Geplaatst op 20 februari 2019
Het niet goed in kaart brengen van de gevolgen van de lage vliegroutes - ongeveer 1800 meter hoogte -, zorgde voor een onvoldoende goed onderbouwd besluit voor de uitbreiding van Lelystad Airport. Een geactualiseerde Milieueffectrapportage (m.e.r.) zou dit moeten oplossen. Dat was het idee. Maar wie denkt dat het nu wel degelijk gebeurd is, heeft het helaas mis.
Opnieuw is het besluit over Lelystad Airport gebaseerd op drijfzand. De gevolgen voor vogels en vliegveiligheid zijn slordig onderzocht. De grote groepen vogels die van deze hoogte tijdens de trek gebruik maken, zijn onvolledig en niet met de juiste middelen in kaart gebracht.
Het onderzoek heeft zich beperkt tot trekvogels die over een breed front in losse groepjes vliegen. Dat zijn vooral zangvogels die verspreid over het landschap tussen noord en zuid pendelen. Niet meegenomen in het onderzoek zijn grote geconcentreerde groepen vogels die langs bijvoorbeeld de kustlijnen van IJsselmeer en Noordzee vliegen. Hierbij gaat het vaak om grotere vogels zoals ganzen, die een veel groter risico vormen voor vliegtuigen dan kleine vogels. Het is onbegrijpelijk dat dit niet goed is onderzocht, want de vliegtuigroutes naar Lelystad doorkruisen juist deze vogelvliegroutes.

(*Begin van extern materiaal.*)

PR #1031, opened 2025-11-26
convex fix auth config bug

BilalG1:
## Summary by CodeRabbit

* **New Features**
  * Added new `./convex-auth.config` export path for Convex authentication configuration across all packages.

* **Documentation**
  * Updated documentation and examples with new import paths for Convex auth integration in JavaScript, React, and Next.js projects.

### DIFF
--- a/examples/convex/convex/auth.config.ts
+++ b/examples/convex/convex/auth.config.ts
@@ -1,4 +1,4 @@
-import { getConvexProvidersConfig } from "@stackframe/stack/convex";
+import { getConvexProvidersConfig } from "@stackframe/stack/convex-auth.config";
 
 export default {
   providers: getConvexProvidersConfig({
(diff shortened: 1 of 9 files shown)


examples/convex/convex/auth.config.ts
```diff
@@ -1,4 +1,4 @@
-import { getConvexProvidersConfig } from "@stackframe/stack";
+import { getConvexProvidersConfig } from "@stackframe/stack/convex";
```
N2D4: can we call this import `@stackframe/stack/convex-auth.config`? that way it's consistent with `@stackframe/stack/convex.config`, and also makes it clear that this file is exclusively for auth stuff (and we can never accidentally import it)

also, this code now also works again even when importing from `@stackframe/stack`, right?

N2D4 (approved):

Te vrezen valt bovendien dat de vliegtuigen boven IJsselmeer en Markermeer in de lente en de zomer een massaslachting onder gierzwaluwen kunnen aanrichten. Deze supervliegers slapen vliegend op grote hoogte boven het water. Het luchthavenbesluit besteedt er geen aandacht aan.

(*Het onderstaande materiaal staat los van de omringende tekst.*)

PR #1036, opened 2025-11-30
External db sync

aadesh18:
Screenshot 2026-02-04 at 9 47 16 AM

**This PR revolves around the following components**
1. Sequencer - sequences the updates in the internal db
2. Poller - polls for the latest updates to sync with the external db
3. Outgoing Request Handler - essentially a trigger that can make http requests based on a change in the internal db
4. Sync Engine - syncs with the latest changes from the internal db to the external db

**What has been done**
- Added a global sequence id for ProjectUser, ContactChannel and DeletedRow.
- Added the deletedRow table to keep track of the rows that were deleted across ProjectUser and ContactChannel.
- Added the OutgoingRequest table to keep track of the outgoing requests 
- Added function for the sequencer to call to sequence updates
- Added a sequencer that sequences all the changes in the internal db every 50 ms
- Added a poller that polls for the latest changes in the internal db every 50 ms, and adds to a queue
- Added a Vercel cron that calls sequencer and poller every minute
- Added a queue that fulfills the outgoing requests by making http calls (for external db sync, it calls the sync engine endpoint)
- Added a sync engine that uses the defined sql mapping query in the user's schema to pull in the changes for the user, and sync them with the external db
- Added tests to test out each functionality

**How to review this PR:**
1. Review the migrations (sequence id, deletedRow,  triggers, backlog sync) (all files created under the migrations folder)
2. Review sequencer
3. Review poller
4. Review the changes in schema
5. Review sync-engine (the function, and it's helper file)
6. Review the schema changes, and query mappings
7. Review the tests (basic, advanced and race, along with the helper file)
8. Review the changes made in Dockerfile to support local testing using the postgres docker 

---

> [!NOTE]
> Introduces a cron-driven external DB sync pipeline with global sequencing, internal poller and webhook sync engine, new DB tables/functions, config schema/mappings, and comprehensive e2e tests.
> 
> - **Database (Prisma/Migrations)**:
>   - Add global sequence (`global_seq_id`) and `sequenceId`/`shouldUpdateSequenceId` to `ProjectUser`, `ContactChannel`, `DeletedRow` with partial indexes.
>   - Create `DeletedRow` (capture deletes) and `OutgoingRequest` (queue) tables; add unique/indexes.
>   - Add triggers/functions: `log_deleted_row`, `reset_sequence_id_on_update`, `backfill_null_sequence_ids`, `enqueue_tenant_sync`.
> - **Backend/API**:
>   - New internal routes: `GET /api/latest/internal/external-db-sync/sequencer`, `GET /poller`, `POST /sync-engine` (Upstash-verified) for sync orchestration.
>   - Add cron wiring: `vercel.json` schedules and local `scripts/run-cron-jobs.ts`; start in dev via `dev` script.
>   - Tweak route handler (remove noisy logging) without behavior change.
> - **Sync Engine**:
>   - Implement `src/lib/external-db-sync.ts` to read tenant mappings and upsert to external Postgres (schema bootstrap, param checks, sequencing).
>   - Add default mappings `DEFAULT_DB_SYNC_MAPPINGS` and config schema `dbSync.externalDatabases` in shared config.
> - **Testing/Infra**:
>   - Add extensive e2e tests (basics, advanced, race conditions) for sequencing, idempotency, deletes, pagination, multi-mapping, and permissions.
>   - Docker compose: add `external-db-test` Postgres for tests; e2e deps for `pg` types.
> 
> <sup>Written by [Cursor Bugbot](https://cursor.com/dashboard?tab=bugbot) for commit 3f2a8efcfbd94789c8ffd83cf967e06ca942014f. This will update automatically on new commits. Configure [here](https://cursor.com/dashboard?tab=bugbot).</sup>

## Summary by CodeRabbit

* **New Features**
  * External PostgreSQL sync: automatic, batched replication with mappings, resume/idempotency, and on-demand enqueueing.

* **Admin UI**
  * Real-time External DB Sync dashboard and status API showing per-mapping backlog, sequencer/poller/sync-engine telemetry, and fusebox controls.

* **Tests**
  * Large e2e suite: basic, advanced, race, high-volume tests and test utilities for external DB sync.

* **Chores**
  * DB migrations, CI/workflow updates, background cron runner and local/dev test support.

### DIFF
--- a/apps/e2e/tests/backend/endpoints/api/v1/users.test.ts
+++ b/apps/e2e/tests/backend/endpoints/api/v1/users.test.ts
@@ -9,7 +9,7 @@ describe("without project access", () => {
     projectKeys: "no-project",
   });
 
-  it.only("should not be able to read own user", async ({ expect }) => {
+  it("should not be able to read own user", async ({ expect }) => {
     await backendContext.with({
       projectKeys: InternalProjectKeys,
     }, async () => {


apps/backend/prisma/migrations/20251125030551_add_sequence_id/migration.sql
N2D4, line 1: can you merge all these migrations into a single one and document what each of the steps do?

apps/backend/prisma/migrations/20251128210004_add_sync_functions/migration.sql
```diff
@@ -0,0 +1,100 @@
...
+    SELECT 1
+    FROM "OutgoingRequest"
+    WHERE "fulfilledAt" IS NULL
+      AND ("qstashOptions"->'body'->>'tenantId')::uuid = p_tenant_id
+  );
+END;
+$$ LANGUAGE plpgsql;
+-- SPLIT_STATEMENT_SENTINEL
+-- SINGLE_STATEMENT_SENTINEL
+CREATE FUNCTION backfill_null_sequence_ids()
```
N2D4: this is no longer on pgcron now, right? do we still need this? can't we just have this query in the sequencer endpoint?

apps/backend/prisma/schema.prisma
```diff
@@ -173,6 +173,9 @@ model ProjectUser {
   createdAt DateTime @default(now())
   updatedAt DateTime @updatedAt
 
+  sequenceId BigInt? @unique
+  shouldUpdateSequenceId Boolean @default(true)
```
N2D4: these fields should be indexed, i think?

apps/backend/prisma/schema.prisma
```diff
@@ -874,3 +880,32 @@ model SubscriptionInvoice {
...
+
+model OutgoingRequest {
+  id String @id @default(uuid()) @db.Uuid
+
+  createdAt DateTime @default(now())
+
+  qstashOptions Json
+  fulfilledAt   DateTime?
+
+  @@index([fulfilledAt])
```
N2D4: maybe we can rename this to "startedFulfillingAt" just to make it clearer for the future

apps/backend/prisma/schema.prisma
```diff
@@ -252,6 +255,9 @@ model ContactChannel {
   createdAt DateTime @default(now())
   updatedAt DateTime @updatedAt
 
+  sequenceId BigInt? @unique
+  shouldUpdateSequenceId Boolean @default(true)
```
N2D4: as above

apps/backend/prisma/schema.prisma
```diff
@@ -874,3 +880,32 @@ model SubscriptionInvoice {
...
+  @@index([fulfilledAt])
+}
+
+model DeletedRow {
+  id        String @id @default(uuid()) @db.Uuid
+  tenancyId String @db.Uuid
+  tableName String
+
+  sequenceId             BigInt?  @unique
+  shouldUpdateSequenceId Boolean  @default(true)
```
N2D4: as above

apps/backend/prisma/schema.prisma
```diff
@@ -874,3 +880,32 @@ model SubscriptionInvoice {
...
+
+  primaryKey Json
+  data       Json?
+
+  deletedAt   DateTime  @default(now())
+  fulfilledAt DateTime?
+
+  @@index([tableName])
+  @@index([tenancyId])
```
N2D4, line 1113: shouldn't we index by tenancy > tableName > primaryKey or something like that?

apps/backend/src/app/api/latest/internal/external-db-sync/poller/route.ts
```diff
@@ -0,0 +1,129 @@
...
+      let processed = 0;
+
+      for (const request of requests) {
+        try {
+          const options = request.qstashOptions as any;
+          const baseUrl = getEnvVariable("NEXT_PUBLIC_STACK_API_URL");
+
+          let fullUrl = options.url.startsWith("http")
+            ? options.url
+            : new URL(options.url, baseUrl).toString();
```
N2D4: can you just do this?

```suggestion
          let fullUrl = new URL(options.url, baseUrl).toString();
```

apps/backend/src/app/api/latest/internal/external-db-sync/sequencer/route.ts
```diff
@@ -0,0 +1,77 @@
...
+    }).defined(),
+  }),
+  handler: async ({ headers }) => {
+    const authHeader = headers.authorization[0];
+    if (authHeader !== `Bearer ${getEnvVariable("CRON_SECRET")}`) {
+      throw new StatusError(401, "Unauthorized");
+    }
+
+    const startTime = performance.now();
+    const maxDurationMs = 2 * 60 * 1000;
```
N2D4: thinking about this, maybe we should set it to 3min, because in the worst case vercel cron might schedule the calls 2min apart of each other (start of minute :05 and end of minute :06)

apps/backend/src/app/api/latest/internal/external-db-sync/poller/route.ts
```diff
@@ -0,0 +1,129 @@
...
+    }).defined(),
+  }),
+  handler: async ({ headers }) => {
+    const authHeader = headers.authorization[0];
+    if (authHeader !== `Bearer ${getEnvVariable("CRON_SECRET")}`) {
+      throw new StatusError(401, "Unauthorized");
+    }
+
+    const startTime = performance.now();
+    const maxDurationMs = 2 * 60 * 1000;
```
N2D4: thinking about this, maybe we should set it to 3min, because in the worst case vercel cron might schedule the calls 2min apart of each other (start of minute :05 and end of minute :06)

apps/backend/scripts/run-cron-jobs.ts
```diff
@@ -0,0 +1,36 @@
...
+    });
+    if (!res.ok) throw new StackAssertionError(`Failed to call ${endpoint}: ${res.status} ${res.statusText}\n${await res.text()}`, { res });
+    console.log(`${endpoint} completed.`);
+  });
+
+  for (const endpoint of endpoints) {
+    setInterval(() => {
+      run(endpoint);
+    }, 60000);
+  }
```
N2D4, line 37: vercel actually doesn't guarantee execution every exact 60s but instead just that it will be scheduled somewhere within the minute, so this might actually be random between 0s and 120s. maybe we should do that as well in the local emulator?

```suggestion
  for (const endpoint of endpoints) {
    runAsynchronously(async () => {
      while (true) {
        run(endpoint);
        // Vercel only guarantees minute-granularity for cron jobs, so we randomize the interval
        await wait(Math.random() * 120_000);
      }
    }); 
  }
```

apps/backend/src/app/api/latest/internal/external-db-sync/poller/route.ts
```diff
@@ -0,0 +1,129 @@
...
+          SET "fulfilledAt" = NOW()
+          WHERE "id" IN (
+            SELECT id
+            FROM "OutgoingRequest"
+            WHERE "fulfilledAt" IS NULL
+            ORDER BY "createdAt"
+            LIMIT 100
+            FOR UPDATE SKIP LOCKED
+          )
+          RETURNING *;
```
N2D4: make sure that we have an index for [fulfilledAt, createdAt] so this is fast

apps/backend/src/app/api/latest/internal/external-db-sync/poller/route.ts
```diff
@@ -0,0 +1,129 @@
...
+            body: options.body,
+          });
+
+          processed++;
+        } catch (error) {
+          console.error(
+            `Failed to process outgoing request ${request.id}:`,
+            error,
+          );
+        }
```
N2D4: BAD BAD BAD BAD BAD BAD BAD BAD BAD BAD

apps/backend/src/app/api/latest/internal/external-db-sync/poller/route.ts
```diff
@@ -0,0 +1,129 @@
...
+            ? options.url
+            : new URL(options.url, baseUrl).toString();
+
+          if (getNodeEnvironment().includes("development") || getNodeEnvironment().includes("test")) {
+            const url = new URL(fullUrl);
+            if (url.hostname === "localhost" || url.hostname === "127.0.0.1") {
+              url.hostname = "host.docker.internal";
+              fullUrl = url.toString();
+            }
+          }
```
N2D4: add a comment explaining why this is needed

apps/backend/src/app/api/latest/internal/external-db-sync/poller/route.ts
```diff
@@ -0,0 +1,129 @@
...
+  }),
+  handler: async ({ headers }) => {
+    const authHeader = headers.authorization[0];
+    if (authHeader !== `Bearer ${getEnvVariable("CRON_SECRET")}`) {
+      throw new StatusError(401, "Unauthorized");
+    }
+
+    const startTime = performance.now();
+    const maxDurationMs = 2 * 60 * 1000;
+    const busySleepMs = 50;
```
N2D4: i wouldn't call this busySleep, a busy loop is what we call just wasting CPU cycles in an infinite loop, but the sleep you're doing here is not busy (it's just a normal sleep)

apps/backend/src/app/api/latest/internal/external-db-sync/poller/route.ts
N2D4:
```suggestion
        } catch (error) {
          captureError(
            `poller-iteration-error`,
            error,
          );
        }
```

N2D4: try-catch-everything considered harmful. (we should ban it with eslint at some point). if you do really want to catch everything, use captureError to ensure that the data captured alerts us

apps/backend/src/app/api/latest/internal/external-db-sync/sequencer/route.ts
```diff
@@ -0,0 +1,77 @@
...
+    const sleepMs = 50;
+
+    let iterations = 0;
+
+    while (performance.now() - startTime < maxDurationMs) {
+      try {
+        await globalPrismaClient.$executeRaw`SELECT backfill_null_sequence_ids()`;
+      } catch (error) {
+        console.warn('[sequencer] Failed to run backfill_null_sequence_ids:', error);
+      }
```
N2D4: BAD BAD BAD BAD BAD BAD

N2D4: fix with captureError as above

apps/backend/src/app/api/latest/internal/external-db-sync/sequencer/route.ts
```diff
@@ -0,0 +1,77 @@
...
+
+    const startTime = performance.now();
+    const maxDurationMs = 2 * 60 * 1000;
+    const sleepMs = 50;
+
+    let iterations = 0;
+
+    while (performance.now() - startTime < maxDurationMs) {
+      try {
+        await globalPrismaClient.$executeRaw`SELECT backfill_null_sequence_ids()`;
```
N2D4: we should probably just put the sql query inline in here instead of calling a function

apps/backend/src/app/api/latest/internal/external-db-sync/sequencer/route.ts
```diff
@@ -0,0 +1,77 @@
...
+      } catch (error) {
+        console.warn('[sequencer] Failed to run backfill_null_sequence_ids:', error);
+      }
+
+      iterations++;
+
+      const elapsed = performance.now() - startTime;
+      if (elapsed >= maxDurationMs) {
+        break;
+      }
```
N2D4: this seems a bit unnecessary?

apps/backend/src/app/api/latest/internal/external-db-sync/sync-engine/route.tsx
```diff
@@ -0,0 +1,68 @@
...
+    }).defined(),
+    method: yupString().oneOf(["POST"]).defined(),
+  }),
+  response: yupObject({
+    statusCode: yupNumber().oneOf([200]).defined(),
+    bodyType: yupString().oneOf(["json"]).defined(),
+    body: yupObject({
+      success: yupBoolean().defined(),
+      tenantId: yupString().defined(),
+      timestamp: yupString().defined(),
```
N2D4: what does this do?

apps/backend/src/app/api/latest/internal/external-db-sync/sync-engine/route.tsx
```diff
@@ -0,0 +1,68 @@
...
+      console.error(`Tenant not found: ${tenantId}`);
+      return {
+        statusCode: 200,
+        bodyType: "json",
+        body: {
+          success: false,
+          tenantId,
+          timestamp,
+        },
+      };
```
N2D4, line 65: status code 200 with success: false seems wrong?

apps/backend/src/app/api/latest/internal/external-db-sync/sync-engine/route.tsx
```diff
@@ -0,0 +1,68 @@
...
+    }
+
+    try {
+      await syncExternalDatabases(tenancy);
+    } catch (error: any) {
+      console.error(` Error syncing external databases for tenant ${tenantId}:`, error);
+    }
```
N2D4: BAD

N2D4: this should probably just not catch the error and return a 5xx

apps/backend/src/app/api/latest/internal/external-db-sync/sync-engine/route.tsx
N2D4: you probably want to return a 4xx error here instead (if I understand correctly, this will trigger if a project is deleted, right?)

apps/backend/src/app/api/latest/internal/external-db-sync/sync-engine/route.tsx
```diff
@@ -0,0 +1,68 @@
...
+  }),
+  handler: async ({ body }, fullReq) => {
+    await ensureUpstashSignature(fullReq);
+
+    const { tenantId } = body;
+    const timestamp = new Date().toISOString();
+
+    const tenancy = await getTenancy(tenantId);
+    if (!tenancy) {
+      console.error(`Tenant not found: ${tenantId}`);
```
N2D4: there are very few good use cases for console.error in backend code. in this case, maybe a console.warn makes sense (describing what happened and why it happened, eg. "tenancy on queue not found, assuming it was deleted")

apps/backend/src/app/api/latest/internal/external-db-sync/sync-engine/route.tsx
```diff
@@ -0,0 +1,68 @@
...
+    description: "Receives webhook from QStash to trigger external database sync for a tenant",
+    tags: ["External DB Sync"],
+    hidden: true,
+  },
+  request: yupObject({
+    headers: yupObject({
+      "upstash-signature": yupTuple([yupString()]).defined(),
+    }).defined(),
+    body: yupObject({
+      tenantId: yupString().defined(),
```
N2D4: it's called tenancyId

apps/backend/src/lib/external-db-sync.ts
```diff
@@ -0,0 +1,203 @@
...
+  } catch (error: any) {
+    console.error(`Error syncing external DB ${dbId}:`, error);
+  } finally {
+    await externalClient.end();
+  }
+}
+
+
+export async function syncExternalDatabases(tenancy: Tenancy) {
+  const externalDatabases = getExternalDatabases(tenancy.config);
```
N2D4: i think we can just inline this, no need for an extra function

apps/backend/src/lib/external-db-sync.ts
```diff
@@ -0,0 +1,203 @@
...
+  if (Object.keys(externalDatabases).length === 0) {
+    return;
+  }
```
N2D4: this is unnecessary

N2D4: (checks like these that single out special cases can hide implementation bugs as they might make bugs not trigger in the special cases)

Vogelbescherming stelt in haar zienswijze op het ontwerp-luchthavenbesluit dan ook dat er alvorens een besluit te kunnen nemen deugdelijk onderzoek moet plaatsvinden naar de gevolgen van het vliegveld voor de vogels in deze gebieden en de vliegveiligheid.
Ook direct bij het vliegveld worden de risico’s voor vliegtuigen en vogels veronachtzaamd. Lelystad Airport ligt vlak bij zeer belangrijke vogelrijke natuurgebieden, zoals de Oostvaardersplassen. Voor een vliegveld een uiterst ongelukkige plek. Tot op heden is er geen goed beeld van de vliegbewegingen van de vogels rondom het vliegveld. Afgelopen jaar is er heel beperkt gekeken naar deze bewegingen. Op tien dagen verspreid door het jaar is er met een scheepsradar (er zijn in Nederland veel betere radars voor zulk onderzoek!) gekeken naar hoe vogels vliegen. Tien op 365 dagen geeft natuurlijk nooit een volledig beeld van wat vogels door het jaar heen onder allerlei verschillende weersomstandigheden doen.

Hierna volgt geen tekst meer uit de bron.